PR #75, opened 2025-01-30
Drop bsc_check from scan

vmezzela:
Before this patch, executing the `scan` command would create a livepatch working directory, even though it should not setup any workspace (which is instead done by the `setup` command).

There are two reasons behind this misbheavior:

1.  `scan` is a method of the `GitHelper` class, which includes `lp_name` as one of its fields. While this fiels is irrelevant for scan, it was still required, forcing us to provide a dummy value just to instantiate the GitHelper object. See `main.py`:
    ```py
    elif args.cmd == "scan":
            GitHelper("bsc_check", "", "").scan(args.cve, args.conf, False)
    ```
    Here, `bsc_check` was used as a placeholder `lp_name` just to allow instantiation.

2. `scan` relied on `get_commits` (the function behind the `get-patches` command), which did more than just retrieving fixes and upstream commits. It also stored them in the livepatch workdir, effectively creating an implicit `bsc_check` directory.

Furthermore, `scan` uses the function `download_supported_file`, which requires the `lp_name` (for the `lp_path`) even though its job is just to retrieve the supported codestreams, a thing that doesn't require and it's not related at all to the `lp_name` and the `lp_path` of a specific livepatch.

The reason why this is required is that the function `download_supported_file`, beside downloading the supported file, also parses it and return the supported codestreams in the form of a list of `Codestream` objects, which among their fields also have the `lp_path`, `lp_name` and `data_path`.

These three fields are not strictly required in the `Codestream` class, because they can be retrieved at runtime from the config file and from the current livepatch name.

So to ensure the `scan` command does not create any working directory, I've first dropped `data_path`, `lp_path` and `lp_name` fields from the `Codestream` class and from the `download_supported_file` function (which has also been moved in a dedicated module in klplib since this is not strictly related to `ksrc` which should only concern kernel sources).

Coming back to the issue `1`, I've dropped `lp_name` field from the `GitHelper` so it is no longer required when instantiating the class. To solve issue `2` I made `get_commits` capable of storing patches only when explicitly requested.

Now, scan can do its job without requiring a working directory.

While working on it, I renamed some variables and functions here and there to help me reading the code.

I believe there are other places where we should drop unnecessary fields: for instance, when dropping "bsc_check", I had to write something like:
```py
IBS("", self.lp_filter).download_cs_data(data_missing)
```
Here with `IBS` it's happening the same problem as with `GitHelper`, but that's surely an issue for another Pull Request.

### DIFF
--- a/klpbuild/klplib/codestream.py
+++ b/klpbuild/klplib/codestream.py
@@ -140,17 +140,23 @@ class Codestream:
         return f"{self.sle}.{self.sp}u{self.update}"
 
 
-    def dir(self):
+    def get_ccp_dir(self):
+        """
+        Get the path to the ccp directory of the current codestream.
+
+        Returns:
+            Path: The path to the ccp directory of the current codestream.
+        """
         return Path(self.lp_path, "ccp", self.name())
 
 
     def lpdir(self):
-        return self.dir()/"lp"
+        return self.get_ccp_dir()/"lp"
 
 
     def work_dir(self, fname):
         fpath = f'work_{str(fname).replace("/", "_")}'
-        return Path(self.dir(), fpath)
+        return self.get_ccp_dir()/fpath
 
 
     def name_cs(self):
--- a/klpbuild/klplib/codestream.py
+++ b/klpbuild/klplib/codestream.py
@@ -150,7 +150,13 @@ class Codestream:
         return Path(self.lp_path, "ccp", self.name())
 
 
-    def lpdir(self):
+    def get_lp_dir(self):
+        """
+        Get the path to the extracted livepatches directory of the current codestream.
+
+        returns:
+            path: The path to the extracted livepatches directory of the current codestream.
+        """
         return self.get_ccp_dir()/"lp"
 
 
--- a/klpbuild/klplib/codestream.py
+++ b/klpbuild/klplib/codestream.py
@@ -57,6 +57,8 @@ class Codestream:
     @classmethod
     def from_cs(cls, cs):
         match = re.search(r"(\d+)\.(\d+)(rt)?u(\d+)", cs)
+        if not match:
+            raise ValueError("Filter regexp error!")
         return cls("", "", int(match.group(1)), int(match.group(2)),
                    int(match.group(4)), match.group(3), "", "", "", [], {}, {})
 
--- a/klpbuild/klplib/codestream.py
+++ b/klpbuild/klplib/codestream.py
@@ -45,10 +45,11 @@ class Codestream:
             sle, _, u = cs.replace("SLE", "").replace("-RT", "").split("_")
             if "-SP" in sle:
                 sle, sp = sle.split("-SP")
-
         # MICRO-6-0_Update_2
         elif "MICRO" in cs:
             sle, sp, u = cs.replace("MICRO-", "").replace("-RT", "").replace("_Update_", "-").split("-")
+        else:
+            assert False, "codestream name should contain either SLE or MICRO!"
 
         return cls(data_path, lp_path, int(sle), int(sp), int(u), rt, proj, patchid, kernel, [], {}, {})
 
--- a/klpbuild/klplib/codestream.py
+++ b/klpbuild/klplib/codestream.py
@@ -6,18 +6,15 @@
 from pathlib import Path, PurePath
 import re
 
-from klpbuild.klplib.utils import ARCH, is_mod, get_all_symbols_from_object, get_datadir
+from klpbuild.klplib.utils import ARCH, get_workdir, is_mod, get_all_symbols_from_object, get_datadir
 
 class Codestream:
-    __slots__ = ("data_path", "lp_path", "lp_name", "sle", "sp", "update", "rt",
-                 "ktype", "needs_ibt", "is_micro", "project", "patchid", "kernel",
-                 "archs", "files", "modules", "repo")
+    __slots__ = ("sle", "sp", "update", "rt", "ktype", "needs_ibt", "is_micro",
+                 "project", "patchid", "kernel", "archs", "files", "modules",
+                 "repo")
 
-    def __init__(self, data_path, lp_path, sle, sp, update, rt, project,
-                 patchid, kernel, archs, files, modules):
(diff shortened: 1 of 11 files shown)


klpbuild/klplib/utils.py
```diff
@@ -292,14 +292,16 @@ def get_workdir(lp_name):
...
-def get_datadir():
+def get_datadir(arch=""):
     """
     Get the data directory.
 
     Returns:
         Path: The full path to the livepatch file.
     """
-    return get_user_path('data_dir')
+    if arch: assert arch in ARCHS
```
marcosps, line 302: typo? the indentation seems weird :)

klpbuild/klplib/codestream.py
```diff
@@ -45,10 +45,11 @@ def from_codestream(cls, data_path, lp_path, cs, proj, patchid, kernel):
             sle, _, u = cs.replace("SLE", "").replace("-RT", "").split("_")
             if "-SP" in sle:
                 sle, sp = sle.split("-SP")
-
         # MICRO-6-0_Update_2
         elif "MICRO" in cs:
             sle, sp, u = cs.replace("MICRO-", "").replace("-RT", "").replace("_Update_", "-").split("-")
+        else:
+            raise ValueError("codestream name should contain either SLE or MICRO!")
```
marcosps, line 49: maybe an assert would do it?

klpbuild/klplib/supported.py
```diff
@@ -0,0 +1,55 @@
...
+#
+# Copyright (C) 2021-2025 SUSE
+# Author: Marcos Paulo de Souza <mpdesouza@suse.com
+
+import logging
+import re
+import requests
+from pathlib import Path
+
+from klpbuild.klplib.codestream import Codestream
```
marcosps, line 11: Good idea! Makes much more sense to create a new new module!

marcosps:
I agree with the changes, but I haven't checked if the tests pass on my local machine. Btw, I believe that you could also rebase on top of my PR that removed the `skip` argument, since it's already removed there. besides, good work! Things got much simpler now!

klpbuild/klplib/utils.py
vmezzela: It's rarely used but you can write `if` statements in one line.
I only use it when the statement is very short.

Otherwise I can also use:
```suggestion
    assert arch in ARCHS if arch else True
```

or the normal way
```suggestion
    if arch: 
        assert arch in ARCHS
```

Let me know which one you prefer :smiley:

klpbuild/klplib/codestream.py
vmezzela: That's true, in this case an assert is better. I'll change it!

vmezzela:
All the tests are passing on my machine, besides that I'm currently using this branch on `klp-build` for my next livepatch so I do further testing. After that I'll mark this PR ready to be merged.

I will rebase it on top #73 (and/or #74) when it gets merged :rocket:

klpbuild/klplib/utils.py
marcosps: Personally I would use the second one :)

vmezzela: Sure, will change it :smiley:

vmezzela:
Rebased on current `devel`.

klpbuild/klplib/codestream.py
```diff
@@ -140,17 +140,23 @@ def name(self):
         return f"{self.sle}.{self.sp}u{self.update}"
 
 
-    def dir(self):
+    def get_cpp_dir(self):
```
marcosps: I think that it should be named `ccp`, right? :)

klpbuild/klplib/codestream.py
```diff
@@ -40,8 +40,6 @@ def from_codestream(cls, data_path, lp_path, cs, proj, patchid, kernel):
         sp = "0"
         u = "0"
 
-        assert "SLE" in cs or "MICRO" in cs
```
marcosps: Merge this commit with the previous one?

klpbuild/klplib/ksrc.py
```diff
@@ -475,7 +475,7 @@ def scan(self, lp_name, cve, conf, no_check):
         if data_missing:
             logging.info("Download the necessary data from the following codestreams:")
             logging.info("\t%s\n", " ".join(cs_missing))
-            IBS(lp_name, self.lp_filter).download_cs_data(data_missing)
+            IBS("", self.lp_filter).download_cs_data(data_missing)
```
marcosps, line 478: Not something to work on now, but I'm seeing that maybe we could avoid having lp_name on IBS object as well, at least for download_cs_data. Maybe this could be moved into utils as well, but this function call `get_cs_packages`, which then uses the self.osc.

Well, maybe one day we can decouple things like this :)

marcosps:
Just small nits, awesome work. Thanks a lot! With those fixed (mostly the cpp vs ccp one), you are free to merge it!

klpbuild/klplib/codestream.py
vmezzela: oh right! :laughing:

klpbuild/klplib/codestream.py
vmezzela: I must have done something wrong while rebasing, I'll fix it

klpbuild/klplib/ksrc.py
vmezzela: I think we can keep `get_cs_package` in `klplib/ibs.py`, but definitely we can refactor the IBS class (does it need to be a class?) and remove unused attributes, like `lp_name`.

We  can do that while converting this module into a plugin.

marcosps: Agreed. We can start move some code out of the IBS class, since it doesn't need to be in a class at all. But as I said, this is for the future us :)

marcosps (approved):
LGTM!

fgyanz:
LGTM too! Code reviewed, all the changes make sense. Also tested and no problems were found.

fgyanz (approved):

☆ ☆ ☆

TASK DIRECTIONS: Look through the records above and report how many lines hold the word "into", giving only the number.

PROBLEM SOLUTION: 2